Spike-ins comparison
• Mixtures of human genomic DNA and “spike-ins” comprised of nearly 100 human sequences at various concentrations were hybridized to four tiling array platforms by eight independent groups.
• Ref: Johnson et al., “Systematic evaluation of variability in ChIP-chip experiments using predefined DNA targets”, Genome Research, 18: 393-403, 2008.
Programs in Spike-ins comparison • MAT: Model-based Analysis of Tiling arrays first standardizes each individual Affymetrix
tiling arrays by modeling the effect of probe’s 25-mer sequence and genome copy number on its signal.
• TAS: Affymetrix Tiling Array Software first uses quantile normalization to normalize probes on all the arrays. Then a Mann-Whitney U test (also known as Wilcoxon rank-sum test) is used across 500bp sliding windows to identify windows where the spike-in probes has higher signals than the control probes.
• Weighted Average (WA): To detect enriched regions, we used an approach that judged the significance of ratios of a contiguous set of probes defining a region by comparing a score based on their weighted average to the distribution of scores of all sets of probes taken in windows of the same predefined size (500bp in this case.)
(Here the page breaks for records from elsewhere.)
PR #1011, opened 2026-07-30
Uplift the Native Image layer configuration model

### LINKED ISSUE #977: Proposal: Uplift the layers configuration model (typed model, shared selection, Gradle+Maven parity)
> [!NOTE]
> **This is a design proposal for discussion — not an accepted plan or committed work.** It sketches a direction and its trade-offs so the approach can be reviewed before anyone implements it. Scope, DSL/XML surface, and naming are all open to change.

## Summary

The experimental layered-image support introduced in #719 models a layer as a *binary* and assembles the `-H:LayerCreate` string inline in the plugin. This has produced a leaky DSL, a config-cache bug (#957), and zero Maven parity. This issue proposes uplifting the model: a build-tool-neutral **`ArtifactSelection`** type in `common/` with the flag rendering owned there, a Gradle DSL that treats layers as first-class (not binaries), and a symmetric Maven surface built on a resolvable layer artifact.

## Motivation — where the current model hurts

Grounded in the current code:

- **A layer is modeled as a binary.** You declare `libdependencies { createLayer { … } }` inside `binaries { }`. This forces (a) the `lib`-prefix rule enforced by a thrown exception (`BaseNativeImageOptions.java:444-445`), (b) an output-path override hack (`NativeImageCommandLineProvider.java:203-205`), and (c) a stringly-typed `useLayer("libdependencies")` cross-reference that fails late.
- **It causes a real bug.** #957: because the layer is wired through the application image classpath, an application-source change invalidates the dependency layer, and the model isn't configuration-cache compatible. #957's own proposed direction — *"model create-layer inputs explicitly rather than inheriting the application image classpath"* — is exactly this uplift, in miniature.
- **The flag string bypasses `common/`.** `-H:LayerCreate=…` is assembled inline in `NativeImageCommandLineProvider`; `common/` holds only the constant. This is at odds with **FS-native-builds.2 / FS-common-libraries.1**, which require command-line construction to go through shared utilities.
- **No Maven support at all.** Maven users hand-write `-H:LayerCreate` in `<buildArgs>` and, for cross-module reuse, resort to the profile + `install-file` + re-declared-dependency contortion documented in #788. This violates **GOAL-plugin-parity**.
- **`packages` is unreliable.** #719 itself notes package-level selection breaks on dynamically-loaded optional modules (logback), so `jars` (i.e. resolved dependencies) is the only dependable input. This is the evidence for anchoring the model on *resolved dependencies*, not raw `package=`/`module=`.

### 1. Shared `ArtifactSelection` in `common/`

A build-tool-neutral value type (no Gradle/Maven types — **REQ-no-buildtool-apis**):

```java
// common/
class ArtifactSelection {
    boolean all;
    List<String> modules;     // module=<name>
    List<String> packages;    // package=<name>
    List<Path>   paths;       // path=<jar> — coordinates already resolved by the plugin layer
}
// The only place the module=/package=/path= grammar lives:
String renderLayerCreate(String layerName, ArtifactSelection s);
```

The plugin layer resolves dependency coordinates → `Path`s (Gradle configurations / Maven Aether) and hands the neutral selection to the common renderer. This fixes the FS-common-libraries.1 deviation and gives argument-file conversion for free.

### 2. Gradle DSL restructure

Lift layers out of `binaries`; reference them by typed handle:

```groovy
graalvmNative {
    layers {
        base {
            contents {
                modules("java.base")
                fromConfiguration(configurations.runtimeClasspath)   // all external deps → path=
                dependencies("com.acme:extension") { transitive = true }  // individual dep + closure
            }
        }
    }
    binaries {
        main { layer = layers.base }        // typed; fails at config time on typo
    }
}
```

Retires the `lib`-prefix rule, the output-override hack, and the string linkage. Create-vs-use is modeled by position, not `instanceof` on a mixed `DomainObjectSet`.

### 3. Maven parity

A dedicated `layer-create` goal that produces `libbase.nil` and attaches it as a **`nil`-typed artifact** (registered in the existing `NativeExtension` build extension), consumed as a normal dependency:

```xml
<!-- producer module -->
<layer>
  <name>base</name>
  <contents>
    <modules><module>java.base</module></modules>
    <includeDependencies>all</includeDependencies>
  </contents>
</layer>

<!-- consumer module -->
<dependency>
  <groupId>com.acme</groupId><artifactId>base-layer</artifactId>
  <version>1.0</version><type>nil</type>
</dependency>
<useLayer><artifact>com.acme:base-layer</artifact></useLayer>
```

The `nil` dependency makes the reactor order the base before the app, and works whether the layer comes from the reactor, `~/.m2`, or a remote repo — replacing the #788 workaround.

## Spec alignment

Spec links pinned to commit [`e067164`](https://github.com/graalvm/native-build-tools/tree/e06716403d86bb595d0657e6e5e516bdbc06ffde).

- **[NGOAL-no-flag-mirroring](https://github.com/graalvm/native-build-tools/blob/e06716403d86bb595d0657e6e5e516bdbc06ffde/docs/spec/non-goals.md#ngoal-no-flag-mirroring-the-plugins-do-not-add-build-tool-flags-that-only-forward-to-native-image-flags):** the first-class surface is justified by *dependency resolution + artifact wiring*, which the `buildArgs`/`<buildArgs>` pass-through cannot express. Raw-flag knobs (`all`, bare `module=`/`package=`) stay ergonomic conveniences inside the already-integrated block, not the reason it exists.
- **[FS-native-builds.1](https://github.com/graalvm/native-build-tools/blob/e06716403d86bb595d0657e6e5e516bdbc06ffde/docs/spec/functional/native-image-builds.md#1-required-inputs)** already lists "layer options" as a first-class optional input — this makes good on that.
- **[FS-common-libraries.1](https://github.com/graalvm/native-build-tools/blob/e06716403d86bb595d0657e6e5e516bdbc06ffde/common/docs/functional-spec.md#1-shared-native-image-utilities) / [FS-native-builds.2](https://github.com/graalvm/native-build-tools/blob/e06716403d86bb595d0657e6e5e516bdbc06ffde/docs/spec/functional/native-image-builds.md#2-command-line-construction):** moving rendering into `common/` fixes an existing deviation.
- **[GOAL-plugin-parity](https://github.com/graalvm/native-build-tools/blob/e06716403d86bb595d0657e6e5e516bdbc06ffde/docs/spec/goals.md#goal-plugin-parity-shared-native-image-behavior-remains-consistent-across-gradle-and-maven) / [FS-plugin-common](https://github.com/graalvm/native-build-tools/blob/e06716403d86bb595d0657e6e5e516bdbc06ffde/docs/spec/functional/plugin-common.md#fs-plugin-common-gradle-and-maven-expose-aligned-native-image-plugin-behavior):** closes the Gradle/Maven gap.
- **[NGOAL-no-buildtool-duplicates](https://github.com/graalvm/native-build-tools/blob/e06716403d86bb595d0657e6e5e516bdbc06ffde/docs/spec/non-goals.md#ngoal-no-buildtool-duplicates-the-plugins-do-not-reimplement-capabilities-that-gradle-or-maven-already-provide):** per-binary (main/test/custom) layer sets are the "multi-target boilerplate" case the non-goal explicitly permits.

## Relationship to existing issues

- **#957 / #958 (open, in flight):** same modeling flaw, narrower scope. **Coordinate:** this issue is the strategic model #957 is a symptom of. Since #958 hasn't merged, prefer landing the config-cache fix *on* this model to avoid doing it twice; if #958 lands first, this issue builds on it.
- **#719:** origin of the current DSL (supersedes its `createLayer`/`useLayer` surface).
- **#610, #778:** the `incremental-build` automation both depend on a clean layer model; this unblocks them.
- **#788:** the Maven artifact model here removes that workaround.
- **#558:** future consumer of `ArtifactSelection` (see the companion `-H:Preserve` issue).

## Deliverables

- [ ] `ArtifactSelection` + `renderLayerCreate` in `common/` with unit tests (FS-common-libraries.8).
- [ ] Gradle `layers { }` container + typed `layer =` binary property; migrate samples.
- [ ] Maven `layer-create` goal + `nil` artifact type + `<useLayer>` resolver.
- [ ] Config-cache-correct create-layer inputs (closes #957).
- [ ] Functional tests: individual-dependency selection, cross-module reuse, config cache.

## Out of scope

- The `incremental-build` / `-incremental` automation (#610, #778) — layered *on top* of this model.
- `-H:Preserve` — companion issue, depends on the `ArtifactSelection` deliverable here.

## Open question

Umbrella (absorb #957, retarget #958 onto this model) vs. tactical-then-strategic (#958 ships the narrow fix, this builds on it)? Depends on how close #958 is to merge — needs a call with its author.

jvukicev:
## What changed

This PR turns Native Image layers from an experimental, binary-scoped Gradle feature into a shared model with first-class Gradle and Maven support.

A layer produces a build-time `.nil` artifact plus runtime shared libraries. Consumers pass the `.nil` to Native Image and must ship the runtime libraries with the final executable.

> Layer consumption is supported on GraalVM 25.1 and later. GraalVM 25.0.x is allowed for compatibility but can fail internally after loading a valid layer.

## Gradle DSL: complete surface

A named layer is an entry in `graalvmNative.layers`. Its task is named `native<LayerName>Layer` and writes `build/native/layers/<name>/<name>.nil`.

### Declare layer contents

Use any combination of these selectors in a layer's `contents` block:

```groovy
graalvmNative {
    layers {
        selected {
            contents {
                // JDK modules; include java.base in a module-selecting base layer.
                modules('java.base', 'java.logging')

                // Packages found on the layer classpath.
                packages('org.slf4j')

                // Explicit files, FileCollections, directories, or providers.
                from(files('libs/local.jar'))

                // Every resolved artifact from a Configuration or Provider<Configuration>.
                fromConfiguration(configurations.runtimeClasspath)

                // An individually resolved module; transitive is true by default.
                dependencies('org.slf4j:slf4j-api:2.0.17')

                // An individually resolved module without its transitives.
                dependencies('com.acme:standalone:1.0') {
                    transitive = false
                }

                // A version-catalog accessor is also accepted.
                // dependencies(libs.slf4j.api)
            }

            // Producer-specific Native Image settings.
            buildArgs('-Ob')
            verbose = true
        }

        everything {
            contents {
                // The full runtime dependency graph, including project artifacts.
                all = true

                // all may also be combined with module/package selectors.
                modules('java.base')
            }
        }
    }
}
```

`modules(...)`, `packages(...)`, `from(...)`, `fromConfiguration(...)`, and `dependencies(...)` append selections. `all = true` selects the runtime graph. Empty, invalid, and duplicate selections fail before Native Image runs.

### Consume named layers

The preferred consumer form is lazy, name-based `usesLayer('<name>')`; it works regardless of declaration order. Repeat it to select multiple layers.

```groovy
graalvmNative {
    binaries {
        main {
            usesLayer('selected')
            usesLayer('everything')
        }

        test {
            usesLayer('selected')
        }

        create('api') {
            sharedLibrary = true
            imageName = 'api'
            usesLayer('selected')
        }
    }
}
```

Typed alternatives are available when passing the layer object or a provider:

```groovy
graalvmNative {
    binaries.main {
        useLayer(graalvmNative.layers.selected)
        useLayer(graalvmNative.layers.named('everything'))
    }

    // The singular assignment selects one layer and replaces a prior assignment.
    binaries.test {
        layer = graalvmNative.layers.selected
    }
}
```

Inside a Groovy binary closure, use the qualified `graalvmNative.layers.<name>` form for typed references: the deprecated binary-level `layers` property shadows the extension container.

A layer can itself consume a named layer to construct a stack:

```groovy
graalvmNative {
    layers {
        base {
            contents.modules('java.base')
        }
        framework {
            usesLayer('base')
            contents.packages('org.example.framework')
        }
    }
    binaries.main {
        usesLayer('framework')
    }
}
```

The older binary-scoped forms remain deprecated compatibility adapters:

```groovy
graalvmNative {
    binaries {
        libdependencies {
            createLayer {
                modules = ['java.base']
                classpath.from(externalDependenciesOf(configurations.runtimeClasspath))
            }
        }
        main {
            useLayer('libdependencies')
        }
    }
}
```

`nativeRun` supplies selected layer directories to the platform loader. With the Gradle `application` plugin, `installDist`, `distZip`, and `distTar` include the executable, staged runtime libraries, and a loader-aware launcher. Named-layer reuse is first-class within a Gradle project; cross-project use currently requires manual file/runtime wiring.

## Maven DSL: complete surface

Maven creates a layer with the `layer-create` goal. Configure the plugin as an extension so Maven consistently registers the `nil` artifact type in reactor and repository builds:

```xml
<plugin>
  <version>${native.maven.plugin.version}</version>
  <extensions>true</extensions>
</plugin>
```

### Declare layer contents

Bind `layer-create` in a producer execution. A `<layer>` supports module, package, path, dependency-coordinate, and full-runtime selectors:

```xml
<execution>
  <id>create-selected-layer</id>
  <phase>package</phase>
  <goals><goal>layer-create</goal></goals>
  <configuration>
    <layer>
      <name>selected</name>

      <modules>
        <module>java.base</module>
        <module>java.logging</module>
      </modules>

      <packages>
        <package>org.slf4j</package>
      </packages>

      <paths>
        <path>${project.basedir}/libs/local.jar</path>
      </paths>

      <dependencies>
        <dependency>
          <artifact>org.slf4j:slf4j-api:2.0.17</artifact>
          <transitive>true</transitive>
        </dependency>
        <dependency>
          <artifact>com.acme:standalone:1.0</artifact>
          <transitive>false</transitive>
        </dependency>
      </dependencies>
    </layer>
  </configuration>
</execution>

<execution>
  <id>create-everything-layer</id>
  <phase>package</phase>
  <goals><goal>layer-create</goal></goals>
  <configuration>
    <layer>
      <name>everything</name>
      <all>true</all>
      <!-- Legacy equivalent: <includeDependencies>all</includeDependencies> -->
    </layer>
  </configuration>
</execution>
```

Dependency coordinates use `groupId:artifactId` or `groupId:artifactId:version`; `<transitive>` defaults to `true`. The goal attaches both `<name>.nil` and a platform-classified runtime ZIP. A POM-packaging module may be a layer-only producer.

### Consume one or more layers

Declare each producer as a normal dependency of type `nil`, then select it by coordinate. `<useLayers>` can be configured at plugin level or goal-execution level.

```xml
<dependencies>
  <dependency>
    <groupId>org.example</groupId>
    <artifactId>selected-layer</artifactId>
    <version>${project.version}</version>
    <type>nil</type>
    <scope>runtime</scope>
  </dependency>
  <dependency>
    <groupId>org.example</groupId>
    <artifactId>everything-layer</artifactId>
    <version>${project.version}</version>
    <type>nil</type>
    <scope>runtime</scope>
  </dependency>
</dependencies>

<plugin>
  <extensions>true</extensions>
  <configuration>
    <useLayers>
      <useLayer>
        <artifact>org.example:selected-layer</artifact>
      </useLayer>
      <useLayer>
        <artifact>org.example:everything-layer:${project.version}</artifact>
      </useLayer>
    </useLayers>
  </configuration>
</plugin>
```

`<useLayers>` applies to every goal receiving that configuration: application compilation, `native:test`, shared-library builds, and `layer-create`. Use an execution-specific configuration when those goals need different stacks. Maven consumption is coordinate-only; a local `.nil` file path is not a supported `<useLayers>` form.

Repository consumers resolve the matching runtime ZIP and stage it under `target/native/layer-runtime`. Package that directory with the final executable and expose it through `LD_LIBRARY_PATH` (Linux), `DYLD_LIBRARY_PATH` (macOS), or `PATH` (Windows).

## Shared behavior and deployment

- Shared `common/utils` renders `-H:LayerCreate` and `-H:LayerUse` consistently for both plugins.
- Layer producers keep their selected classpath/module-path inputs; consumers receive the producer layer automatically in the supported Gradle/Maven flows.
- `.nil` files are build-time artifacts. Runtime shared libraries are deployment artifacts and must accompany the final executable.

• TAMAL: the algorithm proceeds in two basic steps. First, peaks are found using the TAMALPAIS. Then, the enrichment is estimated within the peak by using the maxfour approach described in Krig et al. (2007, J Biol Chem 282:9703). Bieda et al. (2006) describe four levels of stringency, called L1, L2, L3, L4, with L1 being the most stringent set of detection parameters and L4 the least stringent.
• Mpeak: The model-based Mpeak method is used to identify peaks in ChIP-on-chip data.• Wavelet: The algorithm uses wavelet transform of the signals from the red and green
channels of the tiling array. From the approximation coefficients of the wavelet transform we obtain clear intensity and length-scale separation between the background signal and the signal coming from the regions of the biochemical activity.